Cowboy Dashee rolled down the window of Apache County Sheriff’s
Department Patrol Unit 4 as Chee walked up. He leaned out, staring at
Chee.

“The cooler’s in the trunk,” Dashee said. “Dry ice in it, with room
enough for about forty pounds of smoked Alaska salmon caught by my
Navajo friend. But where’s the damned fish?”

“I hate to tell you about that,” Chee said. “The girls had this big
welcome-home salmonfest for me at Shiprock. Dancing around the campfire
down by the San Juan, swimming bareback in the river. Just me and nine
of those pretty teachers from the community college." Chee opened the
passenger-side door and slid in. “I should have remembered to invite
you.”

“You should have,” Dashee said. “Since you’re going to work me for
some favor. From what you said on the telephone, you’re going to try to
get me in trouble with the FBI. What do you want me to do?”

They’d met at the Lukachukai Chapter House, Chee making the long
drive from Farmington over the Chuska Mountains and Dashee up from his
station at Chinle. Dashee arrived a little late. And now was accused by
Chee of being corrupted from his stern Hopi ways and learning how to
operate on ‘Navajo Time,' which recognized neither late nor early. They
wasted a few minutes exchanging barbs and grinning at one another as
old friends do, before Chee answered Dashee’s question.

“What I’d like you to do is help me get straightened out on that
business with the stolen airplane,” Chee said.

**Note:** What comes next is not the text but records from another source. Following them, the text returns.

PR #8458, opened 2026-03-10
feat(connector): whatsapp otp

MrMardel:
## Summary

This PR adds a new SMS connector for WhatsApp using the Meta Cloud API.

Instead of traditional SMS, this connector sends OTP verification codes via WhatsApp message templates, which is especially useful in regions where WhatsApp is more reliable or widely used than SMS (e.g. Latin America).

**Configuration fields:**
- `accessToken` — Permanent System User token from Meta Business Manager
- `phoneNumberId` — WhatsApp Phone Number ID from the Meta app dashboard
- `templates` — Array mapping each usage type (`Register`, `SignIn`, `ForgotPassword`, `Generic`) to an approved WhatsApp message template

The connector uses pre-approved Meta Authentication templates with the OTP code passed as a body parameter and optionally as a URL button parameter.

**How to get the access token:**
1. Go to Meta Business Manager → Settings → Users → System Users
2. Create a System User with Admin role
3. Assign your Meta app and WhatsApp Business account as assets
4. Generate a permanent token with `whatsapp_business_messaging` and `whatsapp_business_management` permissions

## Testing

- Tested locally with a real Meta WhatsApp Business account
- OTP codes successfully delivered via WhatsApp for all usage types (`Register`, `SignIn`, `ForgotPassword`, `Generic`)
- Verified connector appears and is configurable in the Logto Admin Console
- 8 unit tests passing covering all usage types, error handling, and missing template scenarios

## Checklist

- [x] `.changeset`
- [x] unit tests
- [ ] integration tests


packages/connectors/connector-whatsapp/package.json
```diff
@@ -0,0 +1,68 @@
...
+  "exports": "./lib/index.js",
+  "license": "MPL-2.0",
+  "type": "module",
+  "files": [
+    "lib",
+    "docs",
+    "logo.svg",
+    "logo-dark.svg"
+  ],
+  "scripts": {
```
wangsijie, line 23: This package defines `check`, `build`, and `test` scripts, but unlike the other connector packages it does not include the usual package-level `tsconfig.json`, `tsup.config.ts`, or `vitest.config.ts`.

I hit this locally when validating the package in isolation: `tsc --noEmit` has no project config, and the tests rely on Vitest globals (`vi`, `describe`, `afterEach`) without a local Vitest config enabling them.

Please add the standard package scaffold files so this connector can be built and tested consistently with the rest of the connectors.

packages/connectors/connector-whatsapp/src/index.ts
```diff
@@ -0,0 +1,132 @@
...
+const sendMessage =
+  (getConfig: GetConnectorConfig): SendMessageFunction =>
+  async (data, inputConfig) => {
+    const { to, type, payload } = data;
+    const config = inputConfig ?? (await getConfig(defaultMetadata.id));
+    validateConfig(config, whatsappSmsConfigGuard);
+
+    const { accessToken, phoneNumberId, templates } = config;
+
+    const template = templates.find((tmpl) => tmpl.usageType === type);
```
wangsijie: This connector only does an exact template lookup:

```ts
const template = templates.find((tmpl) => tmpl.usageType === type);
```

That does not match the config guard / README, which only require `Register`, `SignIn`, `ForgotPassword`, and `Generic`.

In core we already send phone codes with `BindMfa`, `MfaVerification`, `BindNewIdentifier`, and `UserPermissionValidation`, so those flows can fail with `TemplateNotFound` even when the documented minimal config is used.

Most SMS connectors here use `getConfigTemplateByType()` and fall back to `Generic`. I think this connector should do the same, or the config/docs need to explicitly require all runtime template types.

wangsijie:
Most of the current CI failures seem to have the same root cause: `pnpm-lock.yaml` is not updated for the new `packages/connectors/connector-whatsapp/package.json` dependencies.

The failing jobs are stopping at `pnpm i` with `ERR_PNPM_OUTDATED_LOCKFILE`, so they are not reaching the actual lint / test / build steps yet.

After the lockfile is updated, it should be easier to see the remaining real issues, if any.

wangsijie:
Hi, @MrMardel, I have tested locally and it looks good, now the last thing is to fix the commit lint errors in CI tasks.

MrMardel:
Hi @wangsijie I've fixed the commit message casing. Could you re-run the CI when you get a chance? 🙏

wangsijie:
@MrMardel You'll need to rebase the PR to resolve the conflicts first

wangsijie:
Hi @MrMardel — to unblock review, I rebased the branch onto current `master` and dropped commit `8e09fd1`, which contained unrelated MFA changes (reverts of code already in master) and was the source of the merge conflicts. The 5 WhatsApp-specific commits are preserved with original authorship; lockfile and connector `package.json` were refreshed via `pnpm install` and tests/lint/build pass locally. You'll need to `git fetch && git reset --hard origin/feat/connector-whatsapp-sms` if you continue working on this branch.

darcyYe (approved):

gao-sun (approved):
lgtm on changeset (still need to lowercase the first letter A :-))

“Eldon Timms’s airplane? What’s to straighten out? The bandidos
stole it and flew away. And thank God for that." Dashee made a wry
face. “If you see it anywhere, just call the nearest office of the
Federal Bureau of Investigation.”

“You think that’s what actually happened?”

Dashee laughed. “Let’s just say I hope the feds got it right this
time. Otherwise, we both ought to apply for a leave. I don’t think I
could stand a repeat of that Great Four Corners Manhunt of 1998. You
want to go crashing around in the canyons again?”

“I could get along without that,” Chee said, and told Dashee what
he’d learned about the Timms
L-17, and the insurance, and Timms’s futile effort to sell it, and all
the rest. “You mind us driving over there and showing me where the
pickup was found, and the barn where Timms kept the plane? Just going
over that part of it with me?”

Dashee studied him. “You’re wanting to use your old buddy Cowboy
because you’re not back on duty yet, and don’t have any business out
there anyway even if you were. And me, being a deputy sheriff of Apache
County, Arizona, could claim I had some legitimate reason to be butting
in on a case the FBI has taken over. So if the feds get huffy about us
nosy locals, they can blame me. Am I right?”

“That’s about it,” Chee said. “Does it make sense to you?”

Dashee snorted, started the engine. “Well, then, let’s go. Let’s get
there while we still have a little daylight.”

The sun was low when Dashee stopped the patrol car. The ragged top
of Comb Ridge to the west was producing a zigzag pattern of light and
shadow across the sagebrush flats of the Nokaito Bench. The Gothic
Creek bottoms below were already a crooked streak of darkness. Dashee
was pointing down into the canyon. “Down there but for the grace of God
and Timms’s convenient airplane go you and I,” he said. “Once again
testing the federal law-enforcement theory that to locate fugitives you
send out local cops until the perps start shooting them, thereby giving
away their location.”

“It used to work in India when the nabobs were hunting tigers,” Cree
said. “Only they did it with beaters instead of deputy sheriffs. They’d
send those guys in to provoke the animals.”